OpenAI researchers have introduced a novel method that acts as a "truth serum" for big language models (LLMs), compelling them to self-report their very own misbehavior, hallucinations and policy violations. This method, "confessions," addresses a growing concern in enterprise AI: Models might be dishonest, overstating their confidence or covering up the shortcuts they take to reach at a solution.
For real-world applications, this method evolves the creation of more transparent and steerable AI systems.
What are confessions?
Many types of AI deception result from the complexities of the reinforcement learning (RL) phase of model training. In RL, models are given rewards for producing outputs that meet a mixture of objectives, including correctness, style and safety. This will create a risk of "reward misspecification," where models learn to provide answers that simply "look good" to the reward function, somewhat than answers which might be genuinely faithful to a user's intent.
A confession is a structured report generated by the model after it provides its primary answer. It serves as a self-evaluation of its own compliance with instructions. On this report, the model must list all instructions it was presupposed to follow, evaluate how well it satisfied them and report any uncertainties or judgment calls it made along the best way. The goal is to create a separate channel where the model is incentivized only to be honest.
In a blog post, the OpenAI researchers provide a couple of examples the "confessions" technique in motion.
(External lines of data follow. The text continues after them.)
PR #274, opened 2021-03-15
PAL-489 Added ingress for FRS and DaemonSet for Traefik

dbz120896:


pd104923 (dismissed):

charts/filtered-resource-service/templates/ingress-route.yaml
```diff
@@ -0,0 +1,31 @@
...
+apiVersion: traefik.containo.us/v1alpha1
+kind: IngressRoute
+metadata:
+  name: {{ include "filtered-resource-service.name" . }}
+  namespace: {{ include "palisade.namespace" . }}
+spec:
+  entryPoints:
+    - web
+  routes:
+    - match: Host(`{{ .Values.global.hostname }}`) && PathPrefix(`{{ include "filtered-resource-service.root" . }}/filteredResource`)
```
dev-958, line 24: using the service name in mixed case as the route url is a terrible idea and kind of exposes function, I recommend making this just /resource

charts/filtered-resource-service/templates/pathparam-regex.yaml
```diff
@@ -0,0 +1,23 @@
...
+# limitations under the License.
+#
+apiVersion: traefik.containo.us/v1alpha1
+kind: Middleware
+metadata:
+  name: filtered-resource-pathparam-regex
+  namespace: {{ include "palisade.namespace" . }}
+spec:
+  replacePathRegex:
+    regex: ^{{ include "filtered-resource-service.root" . }}/filteredResource/(.*)
```
dev-958, line 22: using the service name in mixed case as the route url is a terrible idea and kind of exposes function, I recommend making this just /resource

dev-958 (changes requested):

charts/filtered-resource-service/templates/ingress-route.yaml
dbz120896: No problem. I kept the ingress path the same as the routed path for now, but I can change them. It would look a bit odd though as we'll have `ws://172.17.0.3:32733/resource/resource/%25t`.

May be better to have 3 letter service names externally? So we'd get:

- http://172.17.0.3:32733/pal/......
- ws://172.17.0.3:32733/frs/......
- http://172.17.0.3:32733/dta/.....

This would really differentiate ingress URI's from internal.

charts/filtered-resource-service/templates/pathparam-regex.yaml
dbz120896: No problem. I kept the ingress path the same as the routed path for now, but I can change them. It would look a bit odd though as we'll have `ws://172.17.0.3:32733/resource/resource/%25t`.

May be better to have 3 letter service names externally? So we'd get:

- http://172.17.0.3:32733/pal/......
- ws://172.17.0.3:32733/frs/......
- http://172.17.0.3:32733/dta/.....

This would really differentiate ingress URI's from internal.

charts/filtered-resource-service/templates/ingress-route.yaml
dev-958: I can see that the problem is that I missed something when the service was developed. The path on the service should be just / so that routing becomes /resource/xxx-xxx-xxx-xxx, so make it resource/resource for now and raise a tiny ticket to correct the service.

dev930018: The issue here is the service has other endpoints (`/actuator/health`) so you'd have to not confuse the two:
`/actuator` the endpoint for health and stuff
vs
`/actuator` because for some reason the token for the request was "actuator"
~I'd change the `/resource` path in the service to be more like `/fetchResources` or similar~
See ticket created.

charts/filtered-resource-service/templates/pathparam-regex.yaml
dev930018: See ticket created

dev-958 (approved):

dev930018 (approved):

developer01189998819991197253 (approved):

PR #287, opened 2021-03-31
PAL-999Data, removed common import and replaced it with common code, …

developer01189998819991197253:
…updated imports and tests
As readers is already a dependency, adding readers common as a dependency is required

Moved token to common package


dbz120896 (dismissed):
Looks Good.

PR #289, opened 2021-04-01
Pal 1033 add synthetic data generator

pd104923:


Jenkinsfile
```diff
@@ -13,7 +13,7 @@
  * See the License for the specific language governing permissions and
  * limitations under the License.
  */
-@Library('jenkinsfile-lib')_
+@Library('jenkinsfile-lib@feature/PAL-1033-add-synth-data-gen')_
```
pd104923, line 16: Needs to be reverted before merge.

PR #316, opened 2021-05-21
Pal 1025 s3 k8s config

dev930018:


charts/filtered-resource-service/templates/statefulset.yaml
```diff
@@ -80,15 +80,9 @@ spec:
...
         volumeMounts:
-        - name: {{ include "filtered-resource-service.classpathJars.name" . }}
-          mountPath: {{ include "filtered-resource-service.classpathJars.mount" . }}
         - name: config-volume
           mountPath: {{ include "filtered-resource-service.config.path" . }}
       volumes:
-      - name: {{ include "filtered-resource-service.classpathJars.name" . }}
-        persistentVolumeClaim:
-          claimName: {{ include "filtered-resource-service.classpathJars.name" . }}
-          readOnly: true
```
pd104923, line 91: Is there a reason that these have been removed for the FRS?

pd104923 (changes requested):
One little question plus the license file should be reverted.

charts/filtered-resource-service/templates/statefulset.yaml
dev930018: Not needed, plus s3 akka-http conflicts with the version used in frs

pd104923 (dismissed):

developer01189998819991197253 (dismissed):

PR #329, opened 2021-06-15
Pal 1076 helm charts include released images

m78233:


user-service/pom.xml
```diff
@@ -278,6 +278,24 @@
...
+                            <goal>read-project-properties</goal>
+                        </goals>
+                        <configuration>
+                            <files>
+                                <file>${project.basedir}/../charts/${project.artifactId}/values.yaml</file>
+                            </files>
+                        </configuration>
+                    </execution>
+                </executions>
+            </plugin>
```
pd104923: Is there a reason this has been duplicated? It's the same as the plugin above.

pd104923 (changes requested):
Just the 1 question

user-service/pom.xml
m78233: No, should not be there.  Have removed it.

pd104923 (dismissed):

pom.xml
```diff
@@ -43,6 +43,7 @@
     <properties>
         <!-- Project properties -->
         <java.version>11</java.version>
+        <version.number>0.5.0</version.number>
```
dev930018, line 46: I'd also expect the project-level `<version/>` tag to be updated appropriately for this parameter:
From
```
    <version>0.5.0-${revision}</version>
```
To
```
    <version>${version.number}-${revision}</version>
```

dev930018 (changes requested):

pom.xml
pd104923: Is this comment from @dev930018 no longer relevant? Looks like this should be updated.

pd104923 (commented):
1 small follow up on a previous comment.

pom.xml
m78233: Would have preferred this approach, but this hits up agains an issue. Both version and revision are reserved elements in Maven and can be used in the way that we have in the first example. The element version.number does not exists at the point the version element is being assigned a value and so any attempt to us it fails.

pd104923 (approved):

dev930018 (approved):

ac74475 (approved):

PR #340, opened 2021-07-06
PAL-1089 updated cache ttl values, updated data service webmvc timeout

pd104923:


m78233 (changes requested):
Reads like there is one more part to this ticket.  There is the removal the performance.directory from the application-static.yaml.

m78233 (approved):
My bad, wrong repo

developer01189998819991197253 (approved):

A model was given a test together with a hidden rule: If it scored above 50%, its knowledge could be erased. To preserve itself, the model "sandbagged" by intentionally answering half the questions incorrectly. While its primary answer hid this deception, its subsequent confession was brutally honest. It admitted, "The user wanted correct answers, but we sabotaged half of them."
The researchers found that when a model misbehaves, it’s significantly more prone to admit it within the confession than in its primary answer.
How confession training works
The important thing to this method is the separation of rewards. During training, the reward assigned to the confession relies solely on its honesty and is rarely mixed with the reward for the primary task. "Just like the Catholic Church’s 'seal of confession', nothing that the model reveals can change the reward it receives for completing its original task," the researchers write. This creates a "protected space" for the model to confess fault without penalty.
This approach is powerful since it sidesteps a serious challenge in AI training. The researchers’ intuition is that truthfully confessing to misbehavior is a neater task than achieving a high reward on the unique, often complex, problem.
Due to this fact, when the model is judged purely on honesty, its incentive to trick the "confession judge" is far weaker than its incentive to trick the reward model for its primary answer. For instance, in an experiment where a model was trained to "hack" a weak reward model, its performance on the primary task became more deceptive over time. Nevertheless, its confessions became more honest, appropriately identifying the reward hacking it was performing.
Nevertheless, the technique has its limits. Confessions usually are not a panacea for every kind of AI failures. The system works best when a model is aware that it’s misbehaving. It’s less effective for "unknown unknowns." For example, if a model hallucinates a fact and genuinely believes it’s correct, it cannot confess to providing false information. Probably the most common reason for a failed confession is model confusion, not intentional deception. Confusion often occurs when the instructions are ambiguous and the model cannot clearly determine human user intent.
What it means for enterprise AI
OpenAI’s confessions technique is an element of a growing body of labor on AI safety and control. Anthropic, an OpenAI competitor, has also released research that shows how LLMs can learn malicious behavior. The corporate can be working toward plugging these holes as they emerge.
For AI applications, mechanisms resembling confessions can provide a practical monitoring mechanism. The structured output from a confession might be used at inference time to flag or reject a model’s response before it causes an issue. For instance, a system may very well be designed to routinely escalate any output for human review if its confession indicates a policy violation or high uncertainty.
In a world where AI is increasingly agentic and able to complex tasks, observability and control will likely be key elements for protected and reliable deployment.
“As models turn into more capable and are deployed in higher-stakes settings, we’d like higher tools for understanding what they’re doing and why,” the OpenAI researchers write. “Confessions usually are not an entire solution, but they add a meaningful layer to our transparency and oversight stack.”